In certain examples, the hook member 482 includes a solid surface 486 that aligns with a free end 111 of the latch arm 110. Accordingly, the latch arm 110 may be deflected by pressing the solid surface 486 of the hook member 174 towards along the deflection axis D towards the main body 102. In certain examples, a tip 488 is wedge shaped or otherwise pointed to facilitate insertion of the hook member 482 into the narrow gap between the latch arm 110 and an adjacent component (e.g., the main body 102 of an adjacent plug 100, a wall of a cassette, etc.). The wedge-shaped tip 488 also facilitates threading the hook member 482 through optical cables or wires. In certain examples, the hook member 482 also may define an aperture or open-ended notch 490 that aligns with the tool catch arm 134 when the solid surface 486 of the hook member 482 aligns with the free end 111 of the latch arm 110. Accordingly, moving the hook member 482 to depress the latch arm 110 also captures the tool catch arm 134 within the aperture or open-ended notch 490.

In certain implementations, the second extension 476 includes a stabilizer member 484 configured to engage another portion of the second body 104 of the plug connector 100 while the hook member 482 engages the latch arm 110 and tool catch arm 134. In certain examples, the stabilizer member 484 includes a prong 492 configured to be inserted into the rearwardly-facing pocket 138 defined in the second body 104 of the plug connector 100. Inner walls of the pocket 138 inhibit lateral movement of the stabilizer member 484 along both transverse cross-dimensions CD1, CD2. In certain examples, the pocket 138 has a closed end that limits insertion of the prong 492 into the pocket 138.

FIGS. 15-18 illustrate a second example implementation of a plug connector 200 including a second example implementation of a second body 204. A third example implementation of a guide tool 270 also is disclosed.
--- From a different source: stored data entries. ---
PR #28476, opened 2026-07-06
[front-api] Add early startup "signs of life" logging

davidebbo:
## Problem

We sometimes get startup probe failures when `front` / `front-sse` boot:

```
Startup probe failed: Get "http://.../api/healthz/startup": dial tcp ...:3000: connect: connection refused
```

When that happens we see **no log whatsoever** for the process in Datadog.

Both `front` and `front-sse` run the same binary — the esbuild-bundled Hono server `front-api/dist/server.js` (from `front-api/server.ts`). The only existing startup log, `"front-api server listening"`, fires inside the `serve()` callback — i.e. **after** OpenTelemetry init and the entire `./app` module graph have loaded. Because ESM imports are hoisted, no statement in `server.ts` runs before `./app` is fully imported, so a hang or crash during module init produces zero logs.

## Change

Add a boot checkpoint ladder (each fires once per process start). The **last** log seen localizes where a stuck/crashing boot died:

| Log | Where | Fires when |
|---|---|---|
| `front-api process starting up` (`elapsedMs` since process start) | new `lib/startup-log.ts`, imported **first** | before OTEL setup + app graph — only depends on pino |
| `front-api instrumentation initialized` | end of `lib/instrumentation-config.ts` | OTEL init done, app graph about to load |
| `front-api starting HTTP server` | `server.ts`, right before `serve()` | full app graph imported OK, about to bind |
| `front-api server listening` (existing) | `serve()` callback | socket bound |

Interpretation:
- **none** → died before/at Node bootstrap, the dd-trace preload, or pino import
- **only (1)** → tracer/OTEL instrumentation init hung or threw
- **(1) + (2)** → the `./app` route/module graph import hung or threw
- **(1)–(3), no (4)** → socket bind stalled

No Dockerfile/CMD changes needed — these are plain in-bundle log statements.

### DIFF
--- a/front-api/lib/instrumentation-config.ts
+++ b/front-api/lib/instrumentation-config.ts
@@ -1,4 +1,5 @@
 import { initializeOpenTelemetryInstrumentation } from "@app/lib/api/instrumentation/init";
+import logger from "@app/logger/logger";
 
 // Initialize OpenTelemetry / Langfuse instrumentation for the front-api process.
 // Without this, any `startActiveObservation` created while handling an HTTP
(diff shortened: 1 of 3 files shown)


id13 (commented):
LGTM

id13 (approved):

PR #28477, opened 2026-07-06
[front] Remove Metronome-backed getAwuUsage (migrate read-only usage summary to ES analytics)

tdraier:
## Summary

`getAwuUsage` (the Metronome usage-API path, incl. the dead `includeFreeUsage` opt-in) had a **single** consumer: the workspace Usage page's read-only "credits spent this period" summary, gated behind `!isCreditPriced && usage_page_read_only`.

That read-only mode targets legacy / non-Metronome workspaces (which may have no Metronome usage data), and the chart it sits next to already reads the ES-backed analytics endpoint. So this migrates the summary to `useAwuUsageFromAnalytics` (ungrouped `total`, summed over the current billing cycle) and removes the now-unused Metronome path entirely — cascading down to the metric definitions that only that path used.

## Changes

- Migrate the read-only period-spend summary in `UsagePage.tsx` to `useAwuUsageFromAnalytics`.
- Delete `front/lib/api/analytics/awu_usage.ts` (`getAwuUsage`, `AwuUsageQuerySchema`, response types, `includeFreeUsage`).
- Delete the `/api/w/:wId/analytics/awu-usage` front-api route (+ test) and its mount in `analytics/index.ts`.
- Delete the `useAwuUsage` SWR hook.
- Remove the now-orphaned `(non-free)` AWU / tool-invocation **metric getters** and their DEV/PROD id constants from `constants.ts` (`awu_usage.ts` was their only consumer).
- Drop the two `(non-free)` **metric definitions** from `setup_new_pricing.ts` — they only ever powered the free-excluding graph via those getters, carry no billing meaning, and are not attached to any product/rate.

## Notes

- No behavior change for credit-priced workspaces — the affected summary is read-only / legacy only.
- The all-usage AWU metric getters in `constants.ts` are untouched (still used by per-user / per-api-key / programmatic usage).


rfrenoy (approved):
LGTM, though I was wondering if we should keep Metronome as a fallback in case we have an issue with ES? It's not considered an infra critical component (we should be able to live without it for a short while) and following our increasing use of ES to display usage, I think that is no longer true

tdraier:
> LGTM, though I was wondering if we should keep Metronome as a fallback in case we have an issue with ES? It's not considered an infra critical component (we should be able to live without it for a short while) and following our increasing use of ES to display usage, I think that is no longer true

I'm cleaning that in order to be able to create clean metric and not having to maintain too many - metronome as fallback for analytics is not really a viable option ( need to have all configured group keys)

PR #28479, opened 2026-07-06
[front] chore: log missing replayed tools

aubin-tchoi:
## Description

This PR adds logging in the agent loop for replayed tools that are missing from the current action specifications. Replayed tools are collected from conversation-history function calls and Anthropic `tool_search_tool_result` passthrough references.

Next step is to analyze these logs, and potentially add dummy tool specifications for these.
End goal is to make sure the list of tools is append-only.

One issue we face when removing tool specifications is that a replayed `tool_search_tool_result` whose `tool_reference` points to a missing tool errors with 400: `Tool reference 'archived_lookup_tool' not found in available tools`.

Tested Anthropic tool-search replay behavior locally with the API: adding a dummy tool with the same name and dummy description/schema is accepted by Anthropic.

## Tests

- Tested locally.

## Risk

- Low. Logging only.

## Deploy Plan

- Deploy front.

### DIFF
--- a/front/temporal/agent_loop/lib/run_model.ts
+++ b/front/temporal/agent_loop/lib/run_model.ts
@@ -135,7 +135,7 @@ function getReplayedToolNames(
     }
   }
 
-  return Array.from(toolNames);
+  return [...toolNames];
 }
 
 // This method is used by the multi-actions execution loop to pick the next action to execute and
--- a/front/temporal/agent_loop/lib/run_model.ts
+++ b/front/temporal/agent_loop/lib/run_model.ts
@@ -74,7 +74,10 @@ import type {
   AgentMessageType,
   UserMessageOrigin,
 } from "@app/types/assistant/conversation";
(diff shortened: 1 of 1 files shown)


front/temporal/agent_loop/lib/run_model.ts
```diff
@@ -124,6 +112,32 @@ function concatWithNewlineBoundary(
...
 }
 
+function getReplayedToolNames(
+  modelConversation: ModelConversationTypeMultiActions
+): string[] {
+  const toolNames = new Set<string>();
+
+  for (const message of modelConversation.messages) {
+    switch (message.role) {
+      case "assistant":
```
flvndvd, line 124: We should also capture the tools surfaced through the tool server search results used for searching. If my understanding is correct, those are the one messing up.

aubin-tchoi: indeed, added!

flvndvd (approved):

PR #28480, opened 2026-07-06
fix(labs-transcripts): don't delete retrieval schedule on transient errors

rfrenoy:
## Description

Ticket: https://github.com/dust-tt/tasks/issues/9004

Meeting Transcript Processing silently stops for users when a transient error deletes their Temporal retrieval schedule with no auto-recovery. A Temporal schedule keeps firing regardless of whether individual runs fail, so the only reason a momentary failure becomes permanent is the explicit stopRetrieveTranscriptsWorkflow() teardown.

This PR removes the teardown from the two every-5-min external-call paths:

- getTranscriptsGoogleAuth: only tear down when the token is genuinely revoked (token_revoked_error). Transient OAuth/network errors now throw without deleting the schedule, which self-heals on the next tick.
- retrieveNewTranscriptsActivity: the Drive files.list failure path no longer deletes the schedule. It fails the run (schedule survives).

Also adds two read-only admin diagnostics for on-call:
- check_transcripts_connections.ts: per-config token validity, scope, history recency, and live-schedule status, bucketed in a summary.
- check_transcripts_pending.ts: previews the retrieval query (Drive listing + history dedup, no processing) to count transcripts a config would pick up on its next run.

## Tests

Local

## Risk

Low

## Deploy Plan

Front

### DIFF
--- a/front/admin/check_transcripts_connections.ts
+++ b/front/admin/check_transcripts_connections.ts
@@ -1,0 +1,215 @@
+import config from "@app/lib/api/config";
+import { getOAuthConnectionAccessToken } from "@app/lib/api/oauth_access_token";
+import { Authenticator } from "@app/lib/auth";
+import { LabsTranscriptsConfigurationResource } from "@app/lib/resources/labs_transcripts_resource";
+import { getTemporalClientForFrontNamespace } from "@app/lib/temporal";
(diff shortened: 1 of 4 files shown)


Fraggle (approved):
LGTM

PR #28481, opened 2026-07-06
[Admin Gov] Phase 0.1 — group_permissions model + migration

philipperolet:
## Description

Admin Governance — Phase 0, PR 1/9. Foundations of the single `group_permissions` table: the Sequelize model (`WorkspaceAwareModel`), the permission/resource vocabulary types (`front/types/group_permissions.ts`), and the pre-deploy migration. Nothing is wired into existing code, so there is **zero production behavior change**.

Schema: unique index `(groupId, permissionType, resourceType, resourceId)` — `groupId` already scopes the workspace and doubles as the FK index (BACK13); a `(workspaceId, resourceType, resourceId)` index for the "who can act on X" direction; and a CHECK that the instance-less domains (`billing`/`identity`/`audit_log`) and the `*` wildcard require `resourceId = -1`.

First of a git-spice stack (registry → resource → governance toggle → auth check → shadow helper → seeding hook).

Context: [Design Doc](https://app.notion.com/p/dust-tt/Design-Doc-Admin-Governance-38a28599d941817292d0e94f8dfafe48) · [Implementation Plan](https://app.notion.com/p/dust-tt/Implementation-Plan-Admin-Governance-39528599d9418153aa9bf3dd69d5448d)

## Risks

Blast radius: adds an unused table + model; no reads or writes from existing code.
Risk: none

## Deploy Plan

- run migration `20260706113819_create_group_permissions.sql` (pre-deploy, additive)
- deploy front

PR #28484, opened 2026-07-06
[Admin Gov] Phase 0.2 — group_permissions validity registry

philipperolet:
## Description

Admin Governance — Phase 0, PR 2/9. Follows #28481.

Adds the static validity registry (`front/lib/resources/group_permission_registry.ts`) — the single source of truth for which `(permissionType, resourceType, resourceId)` combinations are representable. `assertValidGrant(...)` **fails fast** (throws) on invalid combinations; invalid writes are programmer errors, so no `Result`. Encodes the validity table: `space` (read/write/admin), `agent`/`skill` (read/write/create/publish, with `create` type-level only), `frame` (invite/publish, instance-less), `billing`/`identity` (admin, instance-less), `audit_log` (read, instance-less). `"*"` wildcards are always type-level (`-1`).

Not wired into any write path yet (that's PR 3) — no behavior change.

Context: [Design Doc](https://app.notion.com/p/dust-tt/Design-Doc-Admin-Governance-38a28599d941817292d0e94f8dfafe48) · [Implementation Plan](https://app.notion.com/p/dust-tt/Implementation-Plan-Admin-Governance-39528599d9418153aa9bf3dd69d5448d)

## Risks

Blast radius: new pure-function module, not yet called.
Risk: none

## Deploy Plan
- pmrr
- deploy front

### DIFF
--- a/front/lib/resources/group_permission_registry.ts
+++ b/front/lib/resources/group_permission_registry.ts
@@ -1,0 +1,115 @@
+import type {
+  GroupPermissionResourceType,
+  PermissionType,
+} from "@app/types/group_permissions";
+import { WHOLE_TYPE_RESOURCE_ID } from "@app/types/group_permissions";
+import assert from "assert";
+
+/**
+ * Static source of truth for `group_permissions` validity.
+ *
+ * The table is polymorphic, so its representable space is larger than its valid space. Every write
+ * path in `GroupPermissionResource` validates against this registry and throws on violation — invalid
+ * writes are programmer errors, so we fail fast rather than returning a `Result`. The DB CHECK only
+ * covers the coarse instance-less-domain rule; finer per-verb rules (e.g. `create` ⇒ `-1` only) live
+ * here.
+ *
+ * The `"*"` wildcards in the vocabulary are intentionally not part of the per-type table: a wildcard
+ * grant applies to the whole type (or all types) and is only ever a type-level (`-1`) grant.
+ */
+
+// Concrete (non-wildcard) vocabulary — the registry describes these.
+type ConcreteResourceType = Exclude<GroupPermissionResourceType, "*">;
+type ConcretePermissionType = Exclude<PermissionType, "*">;
+
+interface ResourceTypeRule {
+  // Verbs grantable on a specific instance (resourceId > 0).
+  instanceLevelPermissions: ConcretePermissionType[];
+  // Verbs grantable type-wide (resourceId = -1). For types with instances this includes the
+  // instance verbs (a -1 grant covers all resources) plus type-only verbs like "create"; the two
+  // lists therefore overlap. Instance-less domains have an empty instanceLevelPermissions and list
+  // their verbs here only.
+  typeLevelPermissions: ConcretePermissionType[];
+}
+
+const REGISTRY: Record<ConcreteResourceType, ResourceTypeRule> = {
+  space: {
+    instanceLevelPermissions: ["read", "write", "admin"],
+    typeLevelPermissions: ["read", "write", "admin"],
+  },
+  agent: {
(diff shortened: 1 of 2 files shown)


philipperolet:

- #28481
    - #28484 ◀
        - #28485
            - #28539
                - #28486
                    - #28487
                        - #28501
                    - #28502

front/lib/resources/group_permission_registry.ts
```diff
@@ -0,0 +1,117 @@
...
+ *
+ * The `"*"` wildcards in the vocabulary are intentionally not part of the per-type table: a wildcard
+ * grant applies to the whole type (or all types) and is only ever a type-level (`-1`) grant.
+ */
+
+// Concrete (non-wildcard) vocabulary — the registry describes these.
+type ConcreteResourceType = Exclude<GroupPermissionResourceType, "*">;
+type ConcretePermissionType = Exclude<PermissionType, "*">;
+
+interface ResourceTypeRule {
```
philipperolet, line 25: would it make sense to name fields "instanceLevelPermissions", "typeLevelPermissions" (with possible non-null intersection) and to enforce "instanceLevelPermissions = [] if hasInstances = false?

philipperolet:
FYI @zmarouf @ykmsd

front/lib/resources/group_permission_registry.ts
philipperolet: Done — reworked to `instanceLevelPermissions` + `typeLevelPermissions` (overlapping, as you suggested). `hasInstances` is gone: instance-less domains are exactly the ones with an empty `instanceLevelPermissions`, so it was redundant. Validation is now a direct membership check keyed on the resourceId kind:

- `resourceId > 0` → must be in `instanceLevelPermissions`
- `resourceId = -1` → must be in `typeLevelPermissions`

e.g. `agent` = instance `[read, write, publish]`, type-wide `[read, write, publish, create]` (the `-1`-only `create` is the intersection difference). Tests still green.

front/lib/resources/group_permission_registry.ts
```diff
@@ -0,0 +1,115 @@
...
+  audit_log: {
+    instanceLevelPermissions: [],
+    typeLevelPermissions: ["read"],
+  },
+};
+
+interface GrantSpec {
+  permissionType: PermissionType;
+  resourceType: GroupPermissionResourceType;
+  resourceId: number;
```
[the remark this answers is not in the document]
philipperolet: Keeping `resourceId`. It's a Sequelize column/attribute, and the codebase names numeric id/FK attributes `xId` (in this same table `groupId` and `workspaceId` are numeric `ForeignKey`s named `xId`, not `xModelId`). BACK10's `ModelId` suffix targets business-logic variables (to disambiguate from string sIds), not column names. Renaming just this param would diverge from the `group_permissions.resourceId` column (already applied in prod); the only consistent alternative is a column-rename migration across the stack, which isn't worth it for an internal, never-URL-exposed column. Keeping it consistent with its sibling columns.

front/lib/resources/group_permission_registry.ts
```diff
@@ -0,0 +1,115 @@
...
+  space: {
+    instanceLevelPermissions: ["read", "write", "admin"],
+    typeLevelPermissions: ["read", "write", "admin"],
+  },
+  agent: {
+    instanceLevelPermissions: ["read", "write", "publish"],
+    typeLevelPermissions: ["read", "write", "publish", "create"],
+  },
+  skill: {
+    instanceLevelPermissions: ["read", "write", "publish"],
```
matteotrab, line 45: When do we plan to use the publish permission with a specific skill instance?

Same question for agents

matteotrab (commented):
LGTM left a comment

The second example of the second body 204 defines a second through passage 218 and includes an abutment member 226 that snap-fits within the aperture 122 defined by the main body 102 when the second body 204 is mounted to the main body 102. The second through passage 218 and the abutment member 226 are substantially similar to the second through passage 118 and the abutment member 126 of the second body 104 shown in FIGS. 6 and 7. The second body 204 also includes an enlarged section 232 disposed external of the main body 102.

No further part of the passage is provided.